[[ Working data, beginning ]]
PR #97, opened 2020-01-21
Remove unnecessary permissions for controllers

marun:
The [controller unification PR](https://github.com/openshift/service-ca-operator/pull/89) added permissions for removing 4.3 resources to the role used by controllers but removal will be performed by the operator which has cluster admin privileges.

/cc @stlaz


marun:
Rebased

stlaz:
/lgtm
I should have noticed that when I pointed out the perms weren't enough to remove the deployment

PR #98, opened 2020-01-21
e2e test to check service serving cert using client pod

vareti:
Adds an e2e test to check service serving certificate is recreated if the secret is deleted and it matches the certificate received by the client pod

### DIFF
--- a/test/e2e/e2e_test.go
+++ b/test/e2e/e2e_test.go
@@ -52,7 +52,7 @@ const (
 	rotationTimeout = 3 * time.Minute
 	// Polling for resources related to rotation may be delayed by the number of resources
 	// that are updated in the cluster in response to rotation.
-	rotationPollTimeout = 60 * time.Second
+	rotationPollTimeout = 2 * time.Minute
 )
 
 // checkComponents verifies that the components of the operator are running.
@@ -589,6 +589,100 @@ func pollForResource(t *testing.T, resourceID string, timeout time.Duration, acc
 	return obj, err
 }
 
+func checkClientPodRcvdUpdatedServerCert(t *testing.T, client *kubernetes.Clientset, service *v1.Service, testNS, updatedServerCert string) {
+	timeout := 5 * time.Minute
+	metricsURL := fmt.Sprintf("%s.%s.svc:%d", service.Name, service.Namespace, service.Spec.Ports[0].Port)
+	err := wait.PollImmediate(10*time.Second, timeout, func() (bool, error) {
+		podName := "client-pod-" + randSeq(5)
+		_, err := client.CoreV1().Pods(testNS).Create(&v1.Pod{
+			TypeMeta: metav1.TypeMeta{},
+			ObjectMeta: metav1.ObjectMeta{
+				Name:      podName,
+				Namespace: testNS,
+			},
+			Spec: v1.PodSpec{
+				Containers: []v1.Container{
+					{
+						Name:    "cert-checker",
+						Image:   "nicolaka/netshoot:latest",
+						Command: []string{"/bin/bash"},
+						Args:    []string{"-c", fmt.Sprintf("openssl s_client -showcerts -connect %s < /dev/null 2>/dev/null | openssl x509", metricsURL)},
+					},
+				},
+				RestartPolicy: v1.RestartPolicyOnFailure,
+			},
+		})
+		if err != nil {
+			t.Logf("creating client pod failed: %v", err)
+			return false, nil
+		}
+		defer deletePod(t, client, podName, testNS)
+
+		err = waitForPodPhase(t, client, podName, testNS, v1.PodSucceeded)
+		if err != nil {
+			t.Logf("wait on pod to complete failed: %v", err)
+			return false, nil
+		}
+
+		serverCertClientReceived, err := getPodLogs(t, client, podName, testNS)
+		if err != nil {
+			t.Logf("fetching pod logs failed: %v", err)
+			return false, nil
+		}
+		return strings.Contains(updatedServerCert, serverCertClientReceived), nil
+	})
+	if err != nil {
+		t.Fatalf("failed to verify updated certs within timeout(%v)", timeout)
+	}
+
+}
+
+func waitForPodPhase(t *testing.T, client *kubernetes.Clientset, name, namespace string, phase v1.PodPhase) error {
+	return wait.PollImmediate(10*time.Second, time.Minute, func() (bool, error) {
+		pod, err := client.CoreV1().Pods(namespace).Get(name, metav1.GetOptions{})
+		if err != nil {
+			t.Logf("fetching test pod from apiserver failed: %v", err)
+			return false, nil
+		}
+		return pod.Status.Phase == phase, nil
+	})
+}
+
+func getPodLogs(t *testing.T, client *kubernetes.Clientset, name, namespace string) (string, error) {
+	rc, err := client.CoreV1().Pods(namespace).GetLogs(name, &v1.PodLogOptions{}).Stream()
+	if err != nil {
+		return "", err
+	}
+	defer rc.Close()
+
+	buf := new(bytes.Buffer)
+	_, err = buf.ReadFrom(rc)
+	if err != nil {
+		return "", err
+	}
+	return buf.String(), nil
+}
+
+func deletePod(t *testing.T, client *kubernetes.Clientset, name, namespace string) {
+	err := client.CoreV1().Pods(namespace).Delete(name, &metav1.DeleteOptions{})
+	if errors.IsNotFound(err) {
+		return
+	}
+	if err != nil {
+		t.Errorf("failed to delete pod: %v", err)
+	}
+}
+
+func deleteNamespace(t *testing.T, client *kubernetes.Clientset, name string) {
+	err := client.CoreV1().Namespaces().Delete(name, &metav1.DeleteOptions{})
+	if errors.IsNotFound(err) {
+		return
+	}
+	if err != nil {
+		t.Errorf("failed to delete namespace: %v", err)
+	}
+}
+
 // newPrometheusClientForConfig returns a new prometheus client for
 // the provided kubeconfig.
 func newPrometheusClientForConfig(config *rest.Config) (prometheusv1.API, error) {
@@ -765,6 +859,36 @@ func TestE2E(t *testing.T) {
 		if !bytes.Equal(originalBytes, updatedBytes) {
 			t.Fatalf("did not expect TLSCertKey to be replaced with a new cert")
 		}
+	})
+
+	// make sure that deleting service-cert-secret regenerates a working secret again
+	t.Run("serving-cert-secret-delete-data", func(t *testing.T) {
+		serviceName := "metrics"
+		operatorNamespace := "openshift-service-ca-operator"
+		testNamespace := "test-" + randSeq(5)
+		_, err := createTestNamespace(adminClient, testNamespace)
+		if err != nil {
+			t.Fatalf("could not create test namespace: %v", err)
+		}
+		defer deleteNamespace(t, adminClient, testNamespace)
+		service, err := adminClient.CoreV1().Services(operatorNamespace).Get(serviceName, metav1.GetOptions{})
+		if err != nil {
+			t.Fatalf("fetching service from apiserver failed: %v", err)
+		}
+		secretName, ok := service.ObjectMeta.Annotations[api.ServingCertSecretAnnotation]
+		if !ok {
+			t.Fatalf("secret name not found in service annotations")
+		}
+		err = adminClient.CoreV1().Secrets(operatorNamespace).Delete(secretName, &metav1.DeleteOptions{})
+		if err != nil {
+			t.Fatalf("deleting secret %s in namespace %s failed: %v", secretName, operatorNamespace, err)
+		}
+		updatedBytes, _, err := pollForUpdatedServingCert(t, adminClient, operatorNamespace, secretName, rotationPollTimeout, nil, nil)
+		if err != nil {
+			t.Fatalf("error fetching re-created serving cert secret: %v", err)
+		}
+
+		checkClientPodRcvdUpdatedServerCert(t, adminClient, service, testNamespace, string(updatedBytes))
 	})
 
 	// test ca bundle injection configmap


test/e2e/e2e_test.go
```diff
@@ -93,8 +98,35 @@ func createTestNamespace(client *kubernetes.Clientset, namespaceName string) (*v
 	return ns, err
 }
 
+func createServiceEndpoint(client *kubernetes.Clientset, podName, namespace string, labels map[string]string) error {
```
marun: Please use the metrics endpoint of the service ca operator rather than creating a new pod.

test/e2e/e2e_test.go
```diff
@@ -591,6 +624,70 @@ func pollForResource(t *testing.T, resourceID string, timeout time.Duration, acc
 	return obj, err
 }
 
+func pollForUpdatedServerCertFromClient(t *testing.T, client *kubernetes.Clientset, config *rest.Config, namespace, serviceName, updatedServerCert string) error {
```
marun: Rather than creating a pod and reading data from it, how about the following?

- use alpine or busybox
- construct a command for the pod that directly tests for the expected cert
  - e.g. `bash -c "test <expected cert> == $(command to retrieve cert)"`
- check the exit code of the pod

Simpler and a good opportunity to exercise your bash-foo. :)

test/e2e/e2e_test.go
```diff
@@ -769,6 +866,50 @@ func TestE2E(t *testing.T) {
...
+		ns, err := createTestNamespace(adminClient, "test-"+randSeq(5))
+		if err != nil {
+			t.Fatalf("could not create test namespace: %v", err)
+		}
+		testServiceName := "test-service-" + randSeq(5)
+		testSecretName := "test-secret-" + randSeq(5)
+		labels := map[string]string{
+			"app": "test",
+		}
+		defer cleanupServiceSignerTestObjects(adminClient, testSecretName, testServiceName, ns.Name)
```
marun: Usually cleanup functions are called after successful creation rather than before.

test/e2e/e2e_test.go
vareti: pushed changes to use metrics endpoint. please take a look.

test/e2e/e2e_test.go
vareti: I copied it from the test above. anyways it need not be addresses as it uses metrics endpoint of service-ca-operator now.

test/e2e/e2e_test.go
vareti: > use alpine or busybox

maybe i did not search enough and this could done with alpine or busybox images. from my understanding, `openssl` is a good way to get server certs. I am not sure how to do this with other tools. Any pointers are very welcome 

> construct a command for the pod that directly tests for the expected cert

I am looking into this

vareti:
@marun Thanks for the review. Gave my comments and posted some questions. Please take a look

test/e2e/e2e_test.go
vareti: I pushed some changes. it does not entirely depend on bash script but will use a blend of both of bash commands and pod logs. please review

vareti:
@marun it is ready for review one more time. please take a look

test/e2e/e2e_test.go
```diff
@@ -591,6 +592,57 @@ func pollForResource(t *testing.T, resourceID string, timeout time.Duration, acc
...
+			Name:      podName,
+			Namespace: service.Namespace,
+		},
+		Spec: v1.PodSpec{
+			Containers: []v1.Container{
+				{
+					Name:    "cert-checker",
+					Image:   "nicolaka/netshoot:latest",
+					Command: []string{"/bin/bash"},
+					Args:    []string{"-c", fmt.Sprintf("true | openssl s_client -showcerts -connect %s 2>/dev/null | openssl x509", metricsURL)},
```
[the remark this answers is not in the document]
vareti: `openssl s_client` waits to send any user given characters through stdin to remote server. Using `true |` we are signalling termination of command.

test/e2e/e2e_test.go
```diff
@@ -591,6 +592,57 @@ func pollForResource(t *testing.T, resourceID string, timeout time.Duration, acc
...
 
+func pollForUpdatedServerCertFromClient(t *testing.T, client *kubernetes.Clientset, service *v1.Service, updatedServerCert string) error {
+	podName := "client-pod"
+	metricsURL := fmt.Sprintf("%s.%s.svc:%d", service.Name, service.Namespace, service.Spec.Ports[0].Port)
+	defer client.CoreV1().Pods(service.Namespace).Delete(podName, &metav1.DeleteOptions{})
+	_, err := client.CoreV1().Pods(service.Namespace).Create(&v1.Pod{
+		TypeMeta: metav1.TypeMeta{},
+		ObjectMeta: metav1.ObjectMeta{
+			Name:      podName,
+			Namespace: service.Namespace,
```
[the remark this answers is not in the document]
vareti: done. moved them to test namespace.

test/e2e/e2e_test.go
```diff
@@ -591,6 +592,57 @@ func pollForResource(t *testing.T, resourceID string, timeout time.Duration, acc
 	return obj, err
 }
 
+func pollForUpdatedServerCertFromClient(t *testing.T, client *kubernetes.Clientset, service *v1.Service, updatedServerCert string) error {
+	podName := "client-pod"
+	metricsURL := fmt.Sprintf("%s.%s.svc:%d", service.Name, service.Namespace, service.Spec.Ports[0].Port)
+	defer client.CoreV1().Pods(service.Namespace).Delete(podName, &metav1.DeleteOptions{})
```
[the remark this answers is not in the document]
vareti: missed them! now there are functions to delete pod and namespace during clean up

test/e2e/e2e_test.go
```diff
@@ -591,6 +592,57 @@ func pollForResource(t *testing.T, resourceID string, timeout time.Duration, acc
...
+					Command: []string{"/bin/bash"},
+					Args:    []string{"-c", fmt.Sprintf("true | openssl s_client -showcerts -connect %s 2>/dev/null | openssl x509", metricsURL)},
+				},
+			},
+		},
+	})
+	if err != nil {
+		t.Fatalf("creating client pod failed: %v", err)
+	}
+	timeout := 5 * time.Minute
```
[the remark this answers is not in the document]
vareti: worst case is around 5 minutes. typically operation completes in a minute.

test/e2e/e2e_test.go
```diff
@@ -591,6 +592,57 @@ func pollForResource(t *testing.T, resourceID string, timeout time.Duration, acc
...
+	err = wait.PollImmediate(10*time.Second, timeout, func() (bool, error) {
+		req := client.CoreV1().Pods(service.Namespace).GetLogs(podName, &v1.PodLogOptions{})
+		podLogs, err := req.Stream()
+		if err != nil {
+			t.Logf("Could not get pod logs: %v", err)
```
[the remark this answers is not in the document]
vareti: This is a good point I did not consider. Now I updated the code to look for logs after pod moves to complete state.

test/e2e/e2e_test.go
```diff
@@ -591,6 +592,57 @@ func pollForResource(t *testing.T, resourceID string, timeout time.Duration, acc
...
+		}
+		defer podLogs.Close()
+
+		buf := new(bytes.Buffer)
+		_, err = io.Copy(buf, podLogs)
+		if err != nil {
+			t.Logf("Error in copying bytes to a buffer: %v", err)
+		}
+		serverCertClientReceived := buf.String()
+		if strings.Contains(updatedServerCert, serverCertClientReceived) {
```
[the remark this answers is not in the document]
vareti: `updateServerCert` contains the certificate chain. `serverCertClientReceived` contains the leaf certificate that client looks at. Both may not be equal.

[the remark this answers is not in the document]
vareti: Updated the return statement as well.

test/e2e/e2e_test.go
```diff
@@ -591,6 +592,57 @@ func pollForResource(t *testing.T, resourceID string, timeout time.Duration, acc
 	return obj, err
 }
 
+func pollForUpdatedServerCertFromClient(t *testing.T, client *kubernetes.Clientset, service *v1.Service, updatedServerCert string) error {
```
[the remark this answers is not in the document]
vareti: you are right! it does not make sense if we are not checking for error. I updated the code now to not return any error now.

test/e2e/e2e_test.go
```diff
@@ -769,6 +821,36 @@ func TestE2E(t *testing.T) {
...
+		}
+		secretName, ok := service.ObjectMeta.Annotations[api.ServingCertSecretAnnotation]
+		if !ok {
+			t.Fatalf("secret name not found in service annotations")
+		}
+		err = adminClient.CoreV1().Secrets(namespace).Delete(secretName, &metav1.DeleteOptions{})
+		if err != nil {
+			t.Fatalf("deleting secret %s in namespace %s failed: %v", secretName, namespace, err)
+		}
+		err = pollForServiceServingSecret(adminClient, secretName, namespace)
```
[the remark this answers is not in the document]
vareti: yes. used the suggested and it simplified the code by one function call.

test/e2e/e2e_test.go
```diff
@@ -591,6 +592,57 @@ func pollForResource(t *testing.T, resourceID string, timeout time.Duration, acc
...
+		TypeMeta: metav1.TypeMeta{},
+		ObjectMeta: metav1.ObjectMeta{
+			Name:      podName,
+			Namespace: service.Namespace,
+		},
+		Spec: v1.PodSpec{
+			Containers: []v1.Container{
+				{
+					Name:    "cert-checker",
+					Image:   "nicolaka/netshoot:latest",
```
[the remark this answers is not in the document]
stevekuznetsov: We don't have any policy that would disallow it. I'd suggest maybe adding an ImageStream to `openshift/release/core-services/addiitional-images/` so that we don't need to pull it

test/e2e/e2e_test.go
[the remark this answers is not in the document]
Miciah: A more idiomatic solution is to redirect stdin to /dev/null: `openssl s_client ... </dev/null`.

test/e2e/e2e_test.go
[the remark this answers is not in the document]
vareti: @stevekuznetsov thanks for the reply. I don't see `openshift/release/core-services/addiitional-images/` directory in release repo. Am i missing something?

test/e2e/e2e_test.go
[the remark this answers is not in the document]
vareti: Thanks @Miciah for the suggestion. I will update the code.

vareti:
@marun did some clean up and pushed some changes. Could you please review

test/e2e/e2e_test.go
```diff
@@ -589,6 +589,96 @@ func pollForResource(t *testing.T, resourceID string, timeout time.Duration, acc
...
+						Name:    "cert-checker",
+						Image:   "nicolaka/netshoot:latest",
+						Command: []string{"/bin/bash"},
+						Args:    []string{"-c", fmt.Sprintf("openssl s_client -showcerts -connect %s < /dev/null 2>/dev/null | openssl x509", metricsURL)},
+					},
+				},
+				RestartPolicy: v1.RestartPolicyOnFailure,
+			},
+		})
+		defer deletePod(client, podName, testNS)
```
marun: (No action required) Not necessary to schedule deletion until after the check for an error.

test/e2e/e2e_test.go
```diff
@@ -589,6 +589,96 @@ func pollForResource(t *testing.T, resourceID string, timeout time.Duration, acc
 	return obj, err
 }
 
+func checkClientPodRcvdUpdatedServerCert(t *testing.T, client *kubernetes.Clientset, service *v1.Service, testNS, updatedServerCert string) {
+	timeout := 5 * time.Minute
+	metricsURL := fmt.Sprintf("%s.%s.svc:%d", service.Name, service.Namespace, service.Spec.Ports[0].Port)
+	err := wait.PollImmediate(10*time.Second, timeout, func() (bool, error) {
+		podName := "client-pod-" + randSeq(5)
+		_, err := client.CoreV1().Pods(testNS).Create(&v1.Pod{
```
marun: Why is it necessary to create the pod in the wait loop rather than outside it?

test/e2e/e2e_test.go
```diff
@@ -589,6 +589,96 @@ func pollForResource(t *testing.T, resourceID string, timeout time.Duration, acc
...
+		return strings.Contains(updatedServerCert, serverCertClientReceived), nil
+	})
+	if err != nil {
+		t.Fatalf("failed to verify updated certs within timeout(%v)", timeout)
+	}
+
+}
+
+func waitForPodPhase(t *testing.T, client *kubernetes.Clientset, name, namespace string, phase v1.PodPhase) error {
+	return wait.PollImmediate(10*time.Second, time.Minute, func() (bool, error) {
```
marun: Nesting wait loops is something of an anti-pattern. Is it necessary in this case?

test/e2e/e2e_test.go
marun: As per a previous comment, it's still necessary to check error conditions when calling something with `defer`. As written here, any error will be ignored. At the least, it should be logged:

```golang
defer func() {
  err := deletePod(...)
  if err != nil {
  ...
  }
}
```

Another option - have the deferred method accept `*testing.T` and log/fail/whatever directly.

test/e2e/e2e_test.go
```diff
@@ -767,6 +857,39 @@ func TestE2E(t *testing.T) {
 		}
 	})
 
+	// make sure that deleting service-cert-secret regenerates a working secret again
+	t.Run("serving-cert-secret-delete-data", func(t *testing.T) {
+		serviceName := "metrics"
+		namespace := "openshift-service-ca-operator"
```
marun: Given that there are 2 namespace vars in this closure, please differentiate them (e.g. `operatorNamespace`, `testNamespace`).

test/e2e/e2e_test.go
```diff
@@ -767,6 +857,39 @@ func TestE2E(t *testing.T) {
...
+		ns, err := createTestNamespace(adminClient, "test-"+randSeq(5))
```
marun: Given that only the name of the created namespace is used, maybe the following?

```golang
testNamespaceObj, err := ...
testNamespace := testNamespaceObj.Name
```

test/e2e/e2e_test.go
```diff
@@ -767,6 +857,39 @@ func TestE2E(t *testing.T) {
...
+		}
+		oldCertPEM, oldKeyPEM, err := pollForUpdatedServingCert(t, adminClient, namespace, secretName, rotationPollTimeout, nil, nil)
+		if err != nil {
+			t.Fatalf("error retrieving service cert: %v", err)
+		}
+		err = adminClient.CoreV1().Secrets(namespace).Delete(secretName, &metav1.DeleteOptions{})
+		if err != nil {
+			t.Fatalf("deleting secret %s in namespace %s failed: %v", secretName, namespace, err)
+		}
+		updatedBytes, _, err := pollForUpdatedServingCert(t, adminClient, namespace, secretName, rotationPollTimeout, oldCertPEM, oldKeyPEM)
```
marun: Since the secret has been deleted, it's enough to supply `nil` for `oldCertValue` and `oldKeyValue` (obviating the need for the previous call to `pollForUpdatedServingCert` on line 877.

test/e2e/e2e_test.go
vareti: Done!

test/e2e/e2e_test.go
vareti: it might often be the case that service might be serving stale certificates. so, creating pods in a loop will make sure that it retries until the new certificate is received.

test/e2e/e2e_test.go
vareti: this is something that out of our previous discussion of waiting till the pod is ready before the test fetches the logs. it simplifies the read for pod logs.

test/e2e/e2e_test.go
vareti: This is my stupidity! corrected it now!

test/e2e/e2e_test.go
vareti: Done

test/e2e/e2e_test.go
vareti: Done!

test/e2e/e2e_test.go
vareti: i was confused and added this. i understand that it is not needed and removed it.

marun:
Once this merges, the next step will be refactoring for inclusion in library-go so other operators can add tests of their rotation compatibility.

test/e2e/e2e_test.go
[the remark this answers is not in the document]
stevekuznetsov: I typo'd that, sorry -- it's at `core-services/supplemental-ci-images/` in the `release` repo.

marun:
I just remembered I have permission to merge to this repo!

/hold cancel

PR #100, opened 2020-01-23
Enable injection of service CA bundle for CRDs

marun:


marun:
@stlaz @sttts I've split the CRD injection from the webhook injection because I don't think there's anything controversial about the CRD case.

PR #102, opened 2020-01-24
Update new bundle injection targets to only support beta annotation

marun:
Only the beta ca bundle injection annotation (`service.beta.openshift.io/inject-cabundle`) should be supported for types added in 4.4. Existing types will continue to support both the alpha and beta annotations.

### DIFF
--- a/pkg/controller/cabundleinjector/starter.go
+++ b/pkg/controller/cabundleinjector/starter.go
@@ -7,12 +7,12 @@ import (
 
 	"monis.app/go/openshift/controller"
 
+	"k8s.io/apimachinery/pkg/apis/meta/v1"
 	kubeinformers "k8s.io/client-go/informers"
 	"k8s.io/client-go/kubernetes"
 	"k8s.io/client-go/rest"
[[ Working data, end ]]
▶ _Task prompt_
Locate the word "opened" in the data above. Copy every line carrying it.

▶ _The answer_
PR #97, opened 2020-01-21
PR #98, opened 2020-01-21
PR #100, opened 2020-01-23
PR #102, opened 2020-01-24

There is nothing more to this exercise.